Para se subsumir a esta àquela proibição - em rigor limitação, pois admite derrogações -, é requisito que nos procedimentos inspetivos externos sob censura se verifiquem cumulativamente a identidade do inspecionado, do âmbito das inspeções efetuadas e da sua extensão, não proibindo o n.º 4 a possibilidade da realização, a um mesmo sujeito passivo, de tipos de procedimentos inspetivos externos distintos quanto aos fins, quanto ao âmbito ou quanto à extensão.

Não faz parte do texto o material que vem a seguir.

Issue #5963, opened 2016-10-26
File uploads no error when file_uploads ini setting is disabled


CarsonF:
We should definitely check for this ini setting an render an error if `file_uploads` ini setting is disabled.

GawainLynch:
Fixed in #5973

PR #5973, opened 2016-10-30
Check file_uploads ini directive for allowed uploads

ozdemirburak:
Hoping that it fixes the issue #5963. 

There may be one possible issue with testing where the user is not allowed to change the `file_uploads` ini directive. 

That's why added the code block below to the tests.

``` php
if (ini_set('file_uploads', '0') !== false) {
    ...
}
```

### DIFF
--- a/src/Exception/FilesystemException.php
+++ b/src/Exception/FilesystemException.php
@@ -7,10 +7,9 @@ namespace Bolt\Exception;
  */
 class FilesystemException extends \Exception
 {
-    const FILE_NOT_READABLE            = 1;
-    const FILE_NOT_WRITEABLE           = 2;
-    const FILE_NOT_REMOVEABLE          = 4;
-    const FILE_UPLOADS_ARE_NOT_ALLOWED = 5;
+    const FILE_NOT_READABLE   = 1;
+    const FILE_NOT_WRITEABLE  = 2;
+    const FILE_NOT_REMOVEABLE = 4;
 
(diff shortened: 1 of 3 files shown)


GawainLynch:
@CarsonF can you :+1: / :-1: … I know we're aiming to nuke the permission class, but short term this looks to get us something

bobdenotter:
Bumping @CarsonF 👊

GawainLynch:
@bobdenotter just flagging, if you're near the green button, I want to send this to a lower version branch than `master`

ozdemirburak:
@CarsonF updated, couldn't find any specific exception but IOException.

CarsonF:
@GawainLynch What do you think? I'm thinking a subclass should be created for this. It doesn't really feel like an IO exception. Although the subclass could extend IO.

GawainLynch:
> I'm thinking a subclass should be created for this. It doesn't really feel like an IO exception. Although the subclass could extend IO.

Well right this second it is something of a moot point, as we're not catching the exception, and providing feedback. This is into the editor zone of UX after all.

But yeah, a `ThisIsNotTheIniSettingYouAreLookingForException()` might be a bit more useful in catching and displaying something in a clean way. The question becomes, what?

GawainLynch:
Merged into `release/3.3` via 83fa3db98beac6e2a1ef43c700eb297323b975f6

Thanks for your patience @ozdemirburak :+1:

Por outro e como já foi dito este princípio permite derrogações," (...) salvo se a fiscalização visar apenas a confirmação dos pressupostos de direitos que o contribuinte invoque perante a administração tributária (...)".

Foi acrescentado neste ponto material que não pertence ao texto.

Issue #5968, opened 2016-10-28
[BUG] ContentRepeater order gets mixed up when using postgres


5in4:
I am using a contentrepeater in a contenttype. If more than 10 elements are created, the 11th is displayed after the first. This only happens when using postgres.
## Details
- Relevant Bolt Version: 3.2.0 RC1
- Install type: Zip/tarball install
- PHP version: 7.0.10
- Used web server: Apache/2.2.31
- postgres: postgres (PostgreSQL) 9.5.4
## Reproduction
1. clean install from zip
2. use this contenttypes file [contenttypes.txt](https://github.com/bolt/bolt/files/557939/contenttypes.txt)
3. setup with postgres
4. insert a contenttype "case" with 11 repeater elements
5. navigate somewhere else and reopen the case. The order is mangled (same happens in frontend).

The data is saved correctly in the db, but something goes wrong when trying to display the fields.

bobdenotter:
I'm guessing the ordering is alphabetical, without having tried it myself..

```
0
1
10
2
3
4
5
6
7
8
9
```

GawainLynch:
Fixed in #5976

PR #5976, opened 2016-11-01
Order field values by grouping in postgres (#5968)

5in4:
Fixes: #5968

- The ordering was mangled, because record ids are casted to string.
- This should only affect postgres, because it uses string_agg instead of GROUP_CONCAT
- DISTINCT was removed, but I don't see why it was there anyways


GawainLynch:
Checks out as valid to me … @bobdenotter I am going to send this to `release/3.2`

GawainLynch:
Merged into `release/3.2` via b281b69ef33085e3394fb18fb6e81368f46d112b

Issue #7558, opened 2018-07-12
("Notice: Undefined property: Bolt\Storage\Field\Collection\FieldCollection::$collection")


stryxx:
I found the bug during serialization of FieldCollection.
https://github.com/bolt/bolt/blob/3.6/src/Storage/Field/Collection/FieldCollection.php#L148
There you have $this->collection, which is non-existing property of class. There should be

`foreach ($this as $field) {` instead of `foreach ($this->collection as $field) {`

 

Details
-------

 - Relevant Bolt Version: 3.6
 - Install type: composer install
 - PHP version: 7.1 | 7.2
 - Used web server: Nginx 1.15.1

Reproduction
------------

Try to serialize fieldCollection.

### Bug summary

https://github.com/bolt/bolt/blob/3.6/src/Storage/Field/Collection/FieldCollection.php#L148
There you have $this->collection, which is non-existing property of class. There should be

`foreach ($this as $field) {` instead of `foreach ($this->collection as $field) {`

### Specifics

I'm using the bold version 3.6

### Steps to reproduce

O procedimento ora em análise, é um procedimento inspetivo externo, credenciado por ordem de serviço, destinado à confirmação e indagação da situação tributária do sujeito passivo (n.º 1 e al. a) e b) do n.º 2 do art. 2º do RCPITA), com âmbito parcial (al. a) do n.º 1 do art. 14º do RCPIT) e extensão delimitada ao exercício de (n.º 3 do art. 14º do RCPIT) que originou as correções propostas pela inspeção Tributária à matéria tributável em sede de IVA do ano de 2011,2012, 2013 e 2014.

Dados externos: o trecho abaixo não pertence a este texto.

PR #7570, opened 2018-07-19
[3.5] Hack around DBAL Sqlite schema diff bug

GwendolenLynch:
~Work~Hack around for upstream bug https://github.com/doctrine/dbal/pull/3220

This doesn't make me comfortable but is the best we can do until this lands upstream: https://github.com/doctrine/dbal/pull/3221


bobdenotter (approved):
👍

PR #7571, opened 2018-07-19
[3.6] Add class support to new storage and where applicable disable all legacy polyfills

rossriley:
OK, I think this is the last PR that makes 3.6 feature complete when using new storage instead of the old one.

This is all assuming you have:

```yml
compatibility:
    setcontent_legacy: false
```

Enquanto o despacho que o sujeito passivo alude é um procedimento destinado à recolha, consulta e cruzamento de elementos abarcando os exercícios de 2009, 2010 e 2011, com âmbito parcial) por imposição legal do n.º 2 do art. 14º do RCPIT), que teve a sua origem num pedido de reembolso que o sujeito passivo fez no terceiro trimestre de 2011, e que não originou qualquer definição da situação tributária (elaboração de relatório) para o sujeito passivo, visou somente e apenas a confirmação dos pressupostos dos direito invocados pelo contribuinte perante a administração tributária, caindo na exceção do n.º 4 do artigo 63.º da LGT.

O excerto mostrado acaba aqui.